Abstract: SA-PO516
Hypercalcemic Crisis as a Presentation of Parathyroid Adenoma: An Atypical Clinical Case Study
Session Information
- Fluid, Electrolyte, and Acid-Base Disorders: Case Reports
November 05, 2022 | Location: Exhibit Hall, Orange County Convention Center‚ West Building
Abstract Time: 10:00 AM - 12:00 PM
Category: Fluid‚ Electrolyte‚ and Acid-Base Disorders
- 1002 Fluid‚ Electrolyte‚ and Acid-Base Disorders: Clinical
Authors
- Rosario Aulet, Alexandra, Sistema de Salud Episcopal San Lucas, Ponce, Ponce, Puerto Rico
- Hidalgo- Hernandez, Yolanda I., Sistema de Salud Episcopal San Lucas, Ponce, Ponce, Puerto Rico
Introduction
Hypercalcemia is a common electrolyte disturbance seen in both outpatient and as in patient setting. Normal calcium levels range between 8.6 -10.3mg/dL. Mechanism of hypercalcemia vary in association to the cause, from increase gastrointestinal absorption and bone resorption associated to hypervitaminosis D, to increased bone resorption with tubular reabsorption associated to hyperparathyroidism.

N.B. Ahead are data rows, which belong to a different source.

Issue #228, opened 2024-11-08
When a node receives a new request for a stack, if the node did not have the stack stored in the database, then it should query the blockchain instead


jorgeantonio21:
In the `middleware.rs` file, on the `atoma-service` crate, we query the stack to which the request is charged on, in the method `verify_stack_permissions`:

```rs
let (result_sender, result_receiver) = oneshot::channel();
    state
        .state_manager_sender
        .send(
            AtomaAtomaStateManagerEvent::GetAvailableStackWithComputeUnits {
                stack_small_id,
                sui_address: sui_address.to_string(),
                total_num_tokens,
                result_sender,
            },
        )
        .map_err(|err| {
            error!("Failed to get available stacks: {}", err);
            StatusCode::UNAUTHORIZED
        })?;
    let available_stack = result_receiver
        .await
        .map_err(|_| {
            error!("Failed to get available stack with enough compute units");
            StatusCode::UNAUTHORIZED
        })?
        .map_err(|err| {
            error!(
                "Failed to get available stack with enough compute units: {}",
                err
            );
            StatusCode::UNAUTHORIZED
        })?;
    if available_stack.is_none() {
        error!("No available stack with enough compute units");
        return Err(StatusCode::UNAUTHORIZED);
    }
```

It might be the case that the current node Sui event subscriber hasn't yet catched the buying stack event. In that case, there are two options:

1. Either the middleware waits for a period time (say 300ms), and retries;
2. Or the middleware queries the event subscriber/state manager to read the new events of the blockchain and check directly if the event is available or not.

jorgeantonio21:
Addressed in #248

PR #248, opened 2024-11-23
feat: add blockchain query for newly created stacks that are requested to the atoma service

jorgeantonio21:
Addresses #228

### DIFF
--- a/atoma-service/src/middleware.rs
+++ b/atoma-service/src/middleware.rs
@@ -23,6 +23,7 @@ use serde_json::Value;
 use sui_sdk::types::{
     base_types::SuiAddress,
     crypto::{PublicKey, Signature, SuiSignature},
+    digests::TransactionDigest,
 };
 use tokio::sync::oneshot;
 use tracing::{error, instrument};
@@ -334,8 +335,24 @@ pub async fn verify_stack_permissions(
             StatusCode::UNAUTHORIZED
         })?;
     if available_stack.is_none() {
-        error!("No available stack with enough compute units");
-        return Err(StatusCode::UNAUTHORIZED);
+        let tx_digest_str = req_parts
+            .headers
+            .get("X-Tx-Digest")
+            .ok_or_else(|| {
+                error!("Tx digest header not found");
+                StatusCode::BAD_REQUEST
+            })?
+            .to_str()
+            .map_err(|_| {
+                error!("Tx digest cannot be converted to a string");
+                StatusCode::BAD_REQUEST
+            })?;
+        let tx_digest = TransactionDigest::from_str(tx_digest_str).unwrap();
+        let compute_units = utils::request_blockchain_for_stack(&state, tx_digest).await?;
+        if compute_units > total_num_compute_units as u64 {
+            error!("No available stack with enough compute units");
+            return Err(StatusCode::UNAUTHORIZED);
+        }
     }
     let request_metadata = RequestMetadata::default()
         .with_stack_info(stack_small_id, total_num_compute_units)
@@ -353,7 +370,7 @@ pub(crate) mod utils {
         secp256r1::{Secp256r1PublicKey, Secp256r1Signature},
         traits::{ToFromBytes, VerifyingKey},
     };
-    use sui_sdk::types::crypto::SignatureScheme;
+    use sui_sdk::types::{crypto::SignatureScheme, digests::TransactionDigest};
 
     /// Verifies the authenticity of a request by checking its signature against the provided hash.
     ///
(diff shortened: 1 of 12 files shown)


atoma-service/src/middleware.rs
```diff
@@ -334,8 +335,24 @@ pub async fn verify_stack_permissions(
             StatusCode::UNAUTHORIZED
         })?;
     if available_stack.is_none() {
-        error!("No available stack with enough compute units");
-        return Err(StatusCode::UNAUTHORIZED);
+        let tx_digest_str = req_parts
+            .headers
+            .get("X-Tx-Digest")
+            .ok_or_else(|| {
+                error!("Tx digest header not found");
```
Cifko, line 342: Maybe change this to `Stack not found, tx digest header expected but not found` or something like that, because to someone unfamiliar with the code this error can sound like that tx digest should always be there.

atoma-service/src/middleware.rs
```diff
@@ -334,8 +335,24 @@ pub async fn verify_stack_permissions(
...
+                StatusCode::BAD_REQUEST
+            })?
+            .to_str()
+            .map_err(|_| {
+                error!("Tx digest cannot be converted to a string");
+                StatusCode::BAD_REQUEST
+            })?;
+        let tx_digest = TransactionDigest::from_str(tx_digest_str).unwrap();
+        let compute_units = utils::request_blockchain_for_stack(&state, tx_digest).await?;
+        if compute_units > total_num_compute_units as u64 {
```
Cifko, line 352: you have to verify that the `stack_small_id` in the request matches the `stack_small_id` in the tx digest.

atoma-service/src/middleware.rs
```diff
@@ -334,8 +335,24 @@ pub async fn verify_stack_permissions(
...
+                error!("Tx digest header not found");
+                StatusCode::BAD_REQUEST
+            })?
+            .to_str()
+            .map_err(|_| {
+                error!("Tx digest cannot be converted to a string");
+                StatusCode::BAD_REQUEST
+            })?;
+        let tx_digest = TransactionDigest::from_str(tx_digest_str).unwrap();
+        let compute_units = utils::request_blockchain_for_stack(&state, tx_digest).await?;
```
Cifko, line 351: You should create the stack and deduct the total_num_compute_units from it right away (as it done in the `GetAvailableStackWithComputeUnits`)

Cifko (changes requested):

atoma-service/src/middleware.rs
jorgeantonio21: This makes a lot of sense, thank you !

atoma-service/src/middleware.rs
jorgeantonio21: Great catch !

atoma-service/src/middleware.rs
jorgeantonio21: Addressed

atoma-service/src/middleware.rs
```diff
@@ -334,8 +335,31 @@ pub async fn verify_stack_permissions(
...
+            })?;
+        let tx_digest = TransactionDigest::from_str(tx_digest_str).unwrap();
+        let (tx_stack_small_id, compute_units) =
+            utils::request_blockchain_for_stack(&state, tx_digest, total_num_compute_units).await?;
+
+        // NOTE: We need to check that the stack small id matches the one in the request
+        // otherwise, the user is requesting for a different stack, which is invalid. We
+        // must also check that the compute units are enough for processing the request.
+        if stack_small_id != tx_stack_small_id as i64
+            || compute_units > total_num_compute_units as u64
```
Cifko, line 358: at this stage, the compute units check should already be done.
it should be done at the `insert_new_stack`, and there should be some logic on conflict.

Cifko (changes requested):

atoma-state/src/state_manager.rs
```diff
@@ -1110,7 +1110,14 @@ impl AtomaState {
...
                 VALUES ($1, $2, $3, $4, $5, $6, $7, $8, $9, $10, $11)
-                ON CONFLICT (stack_small_id) DO NOTHING",
+                ON CONFLICT (stack_small_id) DO UPDATE
+                SET already_compute_units = 
+                    CASE 
+                        WHEN stacks.already_computed_units + $8 <= stacks.num_compute_units
+                        THEN stacks.already_computed_units + $8
+                        ELSE RAISE EXCEPTION 'Computed units would exceed total compute units'
+                    END
+                WHERE stacks.already_computed_units + $8 <= stacks.num_compute_units",
```
Cifko, line 1120: this is good, one more thing and then we are good
during the first insert you can request have `already_computed_units` greater than `num_compute_units` which is bad
we can solve this by adding `constraint` to the table, and then we could also simplify the update query, because the constraint should take care of that 
the constraint should be `CONSTRAINT check_compute_units CHECK (already_computed_units <= num_compute_units)`

Cifko (changes requested):

atoma-state/src/state_manager.rs
jorgeantonio21: Thanks for the suggestion, I addressed it the way you propose

Cifko (approved):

Primary hyperparathyroidism and malignancy are the most common causes of hypercalcemia. Primary hyperparathyroidism levels usually elevated but less then 11mg/dL in more rare but severe cases >12mg/dL, levels >13mg/dL usually seen with malignancy and less commonly seen in primary hyperparathyroidism.
Case Description
Case of a 69 y/o female patient with a PMHx of alcohol use disorder, peptic ulcer disease, active smoker being work up as outpatient due to a thyroid nodule which presents to the ED due to disorientation, epigastric pain, constipation associated to 30lbs of unintentional weight loss that has been progressing over the last month. During evaluation patient found oriented x2, GCS 14/15, with unstable gait and benign abdominal examination. Laboratory work up noted for a severe hypercalcemia of 18.4md/dL. Symptoms where refractory to medical treatment with IVF and bisphosphonates requiring renal replacement therapy. Work up done reported primary hyperparathyroidism, which FNA biopsy confirmed parathyroid adenoma. ENT was consulted and left parathyroidectomy and left lobe hemithyroidectomy was performed.
Discussion
Parathyroid crisis is a rare presentation to a parathyroid adenoma. Seen in 1-2% patient with known primary hyperparathyroidism. Parathyroid crisis presents with severe hypercalcemia associated central nervous system dysfunction like changes in mental status, bone disease, nephrolithiasis, or severe abdominal pain. We want to bring awareness to the medical community about diagnosis and treatment since this could be a rare but fatal endocrinology emergency.